Microgrid Control/Coordination Co-Design (MicroC3)
Today’s microgrids are one-off configurations of commercially available equipment and some custom software that implements some microgrid control functions, as well as integrates the components. They are rarely optimized for the specific microgrid architecture, equipment, physical or economic environment, and they are often proprietary, closed systems, leading to vendor-lockin, and brittle, unmodifiable implementations. The microgrid control algorithms are typically designed and implemented
only after the equipment has been selected, leading to sub-optimal performance, and often cost overruns during implementation. Clearly, a better approach is needed for both the design and the operation of (the system of) microgrids.
The project's vision is to radically change this paradigm in two ways: (1) Acknowledge that control is critical for the dependable and economical operation of microgrids and develop, implement and demonstrate a structured ‘microgrid control/coordination co-design flow’ that yields not only the selection of right-sized equipment but a concrete, integrated control and communication software/hardware architecture with its implementation validated in a simulation environment, (2) Recognize the importance and cost of system integration and develop, implement, and demonstrate a ‘modular resilient microgrid control integration platform’: a hardware device with a robust, cyber-secure software platform and a library of microgrid control algorithms that can be automatically customized by the microgrid control/coordination co-design flow.

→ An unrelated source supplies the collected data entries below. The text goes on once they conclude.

PR #375, opened 2016-06-09
DosBox: add hardware support for joystick up to 8 axis

lmerckx:
Allow to support hardware joysticks with 8 axis. 
Caution: Emulated joystick remains unchanged !

Only done for mapping purpose (all axis, hats and buttons are now mappable).


digitalLumberjack:
Cool :)

PR #377, opened 2016-06-13
Rb 4.1.x nadenislamarre xu4 netboot

nadenislamarre:
this pr contains the prerequisite kodi one because of the new shared fsoverlays.

in other word, it's now possible to put share, or just bios/roms/saves on a network point like a nas or a fr**box.
-    # /boot/recalbox-boot.conf examples :
-    # sharedevice=NETWORK
-    #
-    # Basic commands : sharenetwork_<nfs|smb><[0-9]>=<SHARE|ROMS|SAVES|BIOS>@<host>:<remote directory>:<mount options>
-    #
-    # sharenetwork_nfs1=SHARE@192.168.0.1:/Documents/recalbox
-    # or
-    # sharenetwork_nfs1=ROMS@192.168.0.1:/Documents/recalbox/roms
-    # sharenetwork_nfs2=SAVES@192.168.0.1:/Documents/recalbox/saves
-    # or
-    # sharenetwork_smb1=SHARE@192.168.0.1:Documents/recalbox:guest
-    #+    # Advanced commands : sharenetwork_cmd<[0-9]>=<command to run>
-    # sharenetwork_cmd1=mount -o port=2049,nolock,proto=tcp 192.168.0.1:/Documents/recalbox /recalbox/share
-    # or
-    # sharenetwork_cmd1=mount -o port=2049,nolock,proto=tcp 192.168.0.1:/Documents/recalbox/roms /recalbox/share/roms
-    # sharenetwork_cmd2=mount -o port=2049,nolock,proto=tcp 192.168.0.1:/Documents/recalbox/saves /recalbox/share/saves
-    # or
-    # sharenetwork_cmd1=mount.cifs //192.168.0.1/recalbox /recalbox/share -o guest


substring:
hey @nadenislamarre 
Well done for the network mounting stuff ! But I need a few explanations
- Why add networks shares per /recalbox/share/directory ? It has never been the case so far, you make things getting complex for no reason. Keep it simple : just mount the /recalbox/share as a whole, just like for USB keys !
- I definitely do not agree with the concept of the S11network-preconfig. If a S11 has to run some S30 and S45 script, there is a misconception problem
- what is that S16modprobe ? The kernel is supposed to load everything itself, so why force it ?
- S40network + S45connman : the stop part is bad. They must be stopped, network or not. Unmount FS before
- your printf should go to the recalbox.log or the system log

There is an overall start/stop problem : network should be started before mounting the share, so quite early in the init process. And as you noticed network can't be enabled over wifi because of the recalbox.conf location. Probably the solution would be to move wifi connection details to the recalbox-boot.conf but offering NFS/CIFS over WiFi may not be that wise afterall ...

The process order should be dbus -> network -> connman -> mount -> ES. I know this order will slow down the boot process. But starting init scripts in the right order is better than hacks calling some scripts that were supposed to run much later.

Looks like there are redundant commits between this pr and #376

nadenislamarre:
1) Why add networks shares per /recalbox/share/directory :
For several reasons.
a) i've several boxes, i want to share only the roms and the saves.
b) the target is to mount saves via googledrive, not the rest (for performances reason)
c) it doesn't make the code more complex.
d) for testers, when you have several cards, tha'ts really easier to not have to copy things each time

2) S11network-preconfig
I don't too. But it is kept simple.
and systemv doesnt allow too much configuration about dependancies.

3) what is that S16modprobe 
this is not mine. It already exists.
I just added some if $1 != start do nothing because currently, if you watch the shutdown process, this is very messy, a lot of things are done that should occur only at boot time, not at shutdown time.

4) dbus -> network -> connman -> mount -> ES
as you prefer.
personnaly, i prefer a mini hack, than 10 seconds more (or even more on wifi) to boot.
my opinion is that booting from the network require a special order, but that's not possible to configure with systemv. the current boot sequence is good, but doesn't allow to mount network share. replacing it by a worse one in case you have no mount share is not a good choice i think : i won't add restrictions because of software configuration limitations. there are 2 corrects boot sequence depending on options.
The umount part is currently done by inittab, but could be made in a init.d/script, but how to get the list of umount to do ? not simple too.
I've search several solution, and my conclusion was to prefer this mini script which is really simple.
For the others : doest have a sense to do ifdown at shutdown ? not sure.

The project is in collaboration with North Carolina State University as the lead institution.
Microgrids deliver highly resilient power supply to local loads in the event of a power outage while also improving distribution system reliability by reducing the system’s load under stress conditions. Microgrids also integrate and manage renewable generation on the distribution system. Today’s microgrids are one-off configurations of commercially available equipment and custom software that implements microgrid control functions and integrates the components. They are rarely optimized for the specific microgrid architecture, equipment, physical or economic environment, and are often proprietary, closed systems, leading to vendor-lock-in and unmodifiable implementations.
This project will radically change how future microgrids are designed by developing a suite of microgrid control/coordination co-design tools capable of performing systematic design of an optimized microgrid, given a set of design objectives and performance constraints. The team develops a well-documented co-design engineering process supported by a tool suite that yields optimal equipment selection, guarantees system stability, evaluates system dynamics, and delivers an integrated coordination/control and communication software/hardware architecture with a concrete implementation validated in high-fidelity simulations. The team will also deliver an open-source microgrid control integration platform: a hardware device with sensing, actuation capabilities and networked, embedded software that can realize the outputs of the design flow in a concrete, physical form. Such automated implementation of control and communication architecture into the operational environment is expected to significantly reduce the cost of microgrid deployment.
The project's process of addressing the control, communication and coordination aspects of the design early in the design phase enabled by a tool suite-supported design flow makes microgrid engineering more affordable and allows more optimal, functional, and resilient designs. The team’s design and operational approach will advance the state-of-the-art for microgrids with respect to:
- Security: Provide power to critical loads during and after extreme weather events, when the rest of the grid may be damaged.
- Environmental: Integrate and effectively manage renewable generation on the distribution system.
- Economy: Predict and achieve or exceed the desired microgrid performance and reliability metrics with significantly smaller and/or simpler and less expensive components.